Lines from the beginning of the data through the line containing "This addresses https://github.com/pybee/briefcase/issues/146" are to be copied exactly, with no other line included.

DATASET ENTRIES:

=-=-=

PR #148, opened 2018-07-09
Fix #146 find_support_pkg for > b9 builds

### LINKED ISSUE #146: Support package version comparison breaks with versions > b9
When determining the support package to use (in `briefcase/app.py`, function `find_support_pkg()`), the code looks to S3, finds all matching support packages, reverse sorts them, and then returns the first item.

This is an alphabetical sort, based on filename.

A support package has a name matching the pattern `Python-3.7-macOS-support.b1.tar.gz` (for Python 3.7, build 1)

Alphabetical sorts will work fine for builds 1-9... but build 10 will appear alphabetically between b1 and b2.

We need to split the filename to extract the build number, and then sort numerically.

rayrrr:
This addresses https://github.com/pybee/briefcase/issues/146 by using a combination of Python string methods.

### DIFF
--- a/briefcase/app.py
+++ b/briefcase/app.py
@@ -162,7 +162,7 @@ class app(Command):
                 if build_number > top_build_number:
                     top_build_number, top_build = build_number, item['Key']
         try:
-            return S3_URL + latest_build
+            return S3_URL + top_build
         except IndexError:
             return None
 
--- a/briefcase/app.py
+++ b/briefcase/app.py
@@ -164,11 +164,9 @@ class app(Command):
                     top_build_number = build_number
                     top_build = item['Key']
         if top_build:
-            try:
-                return S3_URL + top_build
-            except IndexError:
-                pass
-        return None
+            return S3_URL + top_build
+        else:
+            return None
 
     @property
     def app_dir(self):
--- a/briefcase/app.py
+++ b/briefcase/app.py
@@ -146,7 +146,8 @@ class app(Command):
         s3 = boto3.client('s3', region_name=S3_REGION)
         s3.meta.events.register('choose-signer.s3.*', disable_signing)
 
-        top_build_number, top_build = 0, None
+        top_build_number = 0
+        top_build = None
         paginator = s3.get_paginator('list_objects')
         for page in paginator.paginate(
                         Bucket=S3_BUCKET,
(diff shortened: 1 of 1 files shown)


briefcase/app.py
```diff
@@ -157,11 +157,16 @@ def find_support_pkg(self):
...
-        except IndexError:
-            return None
+                build_number = int(
+                    item['Key'].rstrip('.tar.gz').split('.')[-1].lstrip('b'))
+                if build_number > top_build_number:
+                    top_build_number, top_build = build_number, item['Key']
+        if top_build:
+            try:
+                return S3_URL + top_build
+            except IndexError:
```
freakboy3742: Under what conditions will this raise an IndexError?

briefcase/app.py
```diff
@@ -146,7 +146,7 @@ def find_support_pkg(self):
         s3 = boto3.client('s3', region_name=S3_REGION)
         s3.meta.events.register('choose-signer.s3.*', disable_signing)
 
-        candidates = []
+        top_build_number, top_build = 0, None
```
freakboy3742: Stylistically, there's no reason for this to be a multi-assignment; could you split this into 2 statements?

briefcase/app.py
```diff
@@ -157,11 +157,16 @@ def find_support_pkg(self):
...
             for item in page.get('Contents', []):
-                candidates.append(item['Key'])
-        try:
-            return S3_URL + sorted(candidates, reverse=True)[0]
-        except IndexError:
-            return None
+                build_number = int(
+                    item['Key'].rstrip('.tar.gz').split('.')[-1].lstrip('b'))
+                if build_number > top_build_number:
+                    top_build_number, top_build = build_number, item['Key']
```
freakboy3742: Similarly - no reason for this to be a multi-assign.

briefcase/app.py
rayrrr: This exception handling was already in there, returning `None` just as it still does now (eventually); I was just preserving the existing behavior. `IndexError` results when the requested S3 path does not exist; I suppose there could be an edge case that this catches where a build is released to S3 but then deleted in the midst of this running.

briefcase/app.py
rayrrr: Sure.

briefcase/app.py
rayrrr: Sure sure.

rayrrr:
@freakboy3742 thanks for the quick review! Logic question answered, style changes made. Looking forward to my first contribution being merged!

=-=-=

SOLUTION TO THIS TASK:
PR #148, opened 2018-07-09
Fix #146 find_support_pkg for > b9 builds

### LINKED ISSUE #146: Support package version comparison breaks with versions > b9
When determining the support package to use (in `briefcase/app.py`, function `find_support_pkg()`), the code looks to S3, finds all matching support packages, reverse sorts them, and then returns the first item.

This is an alphabetical sort, based on filename.

A support package has a name matching the pattern `Python-3.7-macOS-support.b1.tar.gz` (for Python 3.7, build 1)

Alphabetical sorts will work fine for builds 1-9... but build 10 will appear alphabetically between b1 and b2.

We need to split the filename to extract the build number, and then sort numerically.

rayrrr:
This addresses https://github.com/pybee/briefcase/issues/146 by using a combination of Python string methods.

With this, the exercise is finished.